Sometimes the truth is crazier than
fiction. Canadian Aerospace and rail giant
Bombardier is in the process of laying off
7,500 workers. They have received 3.7 billion
dollars in different government assistance to
survive. They lost $981 million last year. So,
what did their executives decide to do? They
gave themselves a 50% raise - sharing $32.6
million between 6 of them!
As public protests continued in front of the
company’s offices, Bombardier executives
tried to appease the massive public outcry
by “delaying” their compensation packages.

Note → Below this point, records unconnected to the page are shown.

PR #38947, opened 2020-09-22
[locator] active filter lists all matching fields as results when typing '@'

3nids:
results can be triggered to restrict the search to the given field

image

### DIFF
--- a/src/app/locator/qgsinbuiltlocatorfilters.cpp
+++ b/src/app/locator/qgsinbuiltlocatorfilters.cpp
@@ -328,7 +328,7 @@ QStringList QgsActiveLayerFeaturesLocatorFilter::prepare( const QString &string,
       mFieldsCompletion << field.name();
     }
 
-    // the completion list (returned by the current method) is used by the locator line edit directy
+    // the completion list (returned by the current method) is used by the locator line edit directly
     completionList.append( QStringLiteral( "@%1 " ).arg( field.name() ) );
 
     if ( field.type() == QVariant::String )
--- a/src/app/locator/qgsinbuiltlocatorfilters.cpp
+++ b/src/app/locator/qgsinbuiltlocatorfilters.cpp
@@ -262,7 +262,7 @@ QStringList QgsActiveLayerFeaturesLocatorFilter::prepare( const QString &string,
   mFieldsCompletion.clear();
 
   // Normally skip very short search strings, unless when specifically searching using this filter or try to match fields
-  if ( string.length() < 3 && !context.usingPrefix && !string.startsWith( QStringLiteral( "@" ) ) )
+  if ( string.length() < 3 && !context.usingPrefix && !string.startsWith( '@' ) ) )
     return QStringList();
 
   QgsSettings settings;
@@ -1133,4 +1133,3 @@ void QgsGotoLocatorFilter::triggerResult( const QgsLocatorResult &result )
 
   mapCanvas->flashGeometries( QList< QgsGeometry >() << QgsGeometry::fromPointXY( point ) );
 }
-
--- a/src/app/locator/qgsinbuiltlocatorfilters.cpp
+++ b/src/app/locator/qgsinbuiltlocatorfilters.cpp
@@ -38,6 +38,7 @@
 #include "qgsvectorlayerfeatureiterator.h"
 #include "qgsexpressioncontextutils.h"
 #include "qgssettings.h"
+#include "qgslocatorwidget.h"
 
 
 QgsLayerTreeLocatorFilter::QgsLayerTreeLocatorFilter( QObject *parent )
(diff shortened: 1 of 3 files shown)


tests/src/app/testqgsapplocatorfilters.cpp
```diff
@@ -220,6 +220,16 @@ void TestQgsAppLocatorFilters::testActiveLayerFieldRestriction()
   restr = QgsActiveLayerFeaturesLocatorFilter::fieldRestriction( search );
   QCOMPARE( restr, QStringLiteral( "home" ) );
   QCOMPARE( search, QStringLiteral( "" ) );
+
+  search = QStringLiteral( "@" );
+  restr = QgsActiveLayerFeaturesLocatorFilter::fieldRestriction( search );
+  QVERIFY( !restr.isNull() );
+  QCOMPARE( search, QStringLiteral( "" ) );
```
nyalldawson, line 227:
```suggestion
  QCOMPARE( search, QString() );
```

src/app/locator/qgsinbuiltlocatorfilters.cpp
```diff
@@ -361,6 +372,17 @@ void QgsActiveLayerFeaturesLocatorFilter::fetchResults( const QString &string, c
   QString searchString = string;
   fieldRestriction( searchString );
 
+  // propose available fields for restriction
+  for ( const QString &field : qgis::as_const( mFieldsCompletion ) )
+  {
+    QgsLocatorResult result;
+    result.displayString = QStringLiteral( "@%1" ).arg( field );
+    result.description = QStringLiteral( "Limit the search to the field '%1'" ).arg( field );
```
nyalldawson, line 380: tr

src/app/locator/qgsinbuiltlocatorfilters.cpp
```diff
@@ -258,8 +259,10 @@ QString QgsActiveLayerFeaturesLocatorFilter::fieldRestriction( QString &searchSt
 
 QStringList QgsActiveLayerFeaturesLocatorFilter::prepare( const QString &string, const QgsLocatorContext &context )
 {
-  // Normally skip very short search strings, unless when specifically searching using this filter
-  if ( string.length() < 3 && !context.usingPrefix )
+  mFieldsCompletion.clear();
+
+  // Normally skip very short search strings, unless when specifically searching using this filter or try to match fields
+  if ( string.length() < 3 && !context.usingPrefix && !string.startsWith( QStringLiteral( "@" ) ) )
```
nyalldawson, line 265:
```suggestion
  if ( string.length() < 3 && !context.usingPrefix && !string.startsWith( '@' ) ) )
```

src/app/locator/qgsinbuiltlocatorfilters.cpp
```diff
@@ -308,16 +311,24 @@ QStringList QgsActiveLayerFeaturesLocatorFilter::prepare( const QString &string,
     if ( field.configurationFlags().testFlag( QgsField::ConfigurationFlag::NotSearchable ) )
       continue;
 
-    if ( !_fieldRestriction.isEmpty() && !field.name().startsWith( _fieldRestriction ) )
+    if ( !_fieldRestriction.isNull() && !field.name().startsWith( _fieldRestriction ) )
```
nyalldawson, line 314: why this change? it's a step back, in that the concept of null QStrings is deprecated...

src/app/locator/qgsinbuiltlocatorfilters.h
```diff
@@ -123,11 +141,15 @@ class APP_EXPORT QgsActiveLayerFeaturesLocatorFilter : public QgsLocatorFilter
     QString mLayerId;
     QIcon mLayerIcon;
     QStringList mAttributeAliases;
+    QStringList mFieldsCompletion;
     int mMaxTotalResults = 30;
 
     friend class TestQgsAppLocatorFilters;
 };
 
+Q_DECLARE_METATYPE( QgsActiveLayerFeaturesLocatorFilter::Data )
```
nyalldawson, line 150: Would be cleaner to avoid the Data struct and instead use a QVariantMap value.

src/app/locator/qgsinbuiltlocatorfilters.cpp
3nids: I wanted to distinguish when '@' was typed with nothing yet. But I can replace it with a `startsWith('@')`.

nyalldawson: Why doesn't testing .isEmpty() work for the same result?

3nids: My first idea was:
search: 'something' => fieldRestriction is null
search: '@field something' => fieldRestriction is field
search: '@' => fieldRestriction is empty string, not null

I added now a pointer to a boolean in the private method, things are a bit more explicit like this.

src/app/locator/qgsinbuiltlocatorfilters.h
3nids: done

PR #38948, opened 2020-09-22
Some tweaks to 3D map view Configuration dialog

DelazJ:
Fixing labels and margins, adding units suffix to spinboxes (btw if someone can confirm that those are right) and ui cleanup

Before
image

After
image

I wonder whether to remove the "light direction" label or offset the X, Y and Z labels. This is what we do eg in labels formatting multiline properties, or somehow in layout map item grid interval property, but it's not the case in the tab next door, aka "point lights" (for attenuation)

And if someone knows how we can get rid of this blank space at the bottom of the properties...

### DIFF
--- a/src/app/3d/qgsshadowrenderingsettingswidget.cpp
+++ b/src/app/3d/qgsshadowrenderingsettingswidget.cpp
@@ -24,6 +24,10 @@ QgsShadowRenderingSettingsWidget::QgsShadowRenderingSettingsWidget( QWidget *par
   : QWidget( parent )
 {
   setupUi( this );
+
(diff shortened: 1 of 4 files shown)


nyalldawson:
While you're doing this -- could you update the various shadow setting spin boxes with clear values which reset them to the default setting?

DelazJ:
> While you're doing this -- could you update the various shadow setting spin boxes with clear values which reset them to the default setting?

Done, @nyalldawson. Do we have rules re when we should use qgsspinbox (and this clear method) over qspinbox?

nyalldawson:
We should ALWAYS use QgsSpinBox/QgsDoubleSpinBox.

nyalldawson:
Thanks!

Prime Minister Justin Trudeau, for his part,
supported the government bailout and
the executive’s decision to raise their own
earnings, “We respect the free market and the
choices that companies will make.”
Meanwhile a recent OXFAM report found
the two richest people in Canada are as
wealthy as the poorest 30 per cent, as Canada
and all other industrialized countries show a
continuing trend of rapidly widening income
inequality.
British Columbians are being forced to pay
40 million to clean up the worst mining
spill in Canadian history. Imperial Metal
Corporations has escaped with no sanctions
and no fines for its responsibility for the
Mount Polley mine spill. In August 2014, its
40-metre-high tailings dam collapsed, sending
25-million cubic metres of contaminated
sludge and mine waste into lakes and rivers.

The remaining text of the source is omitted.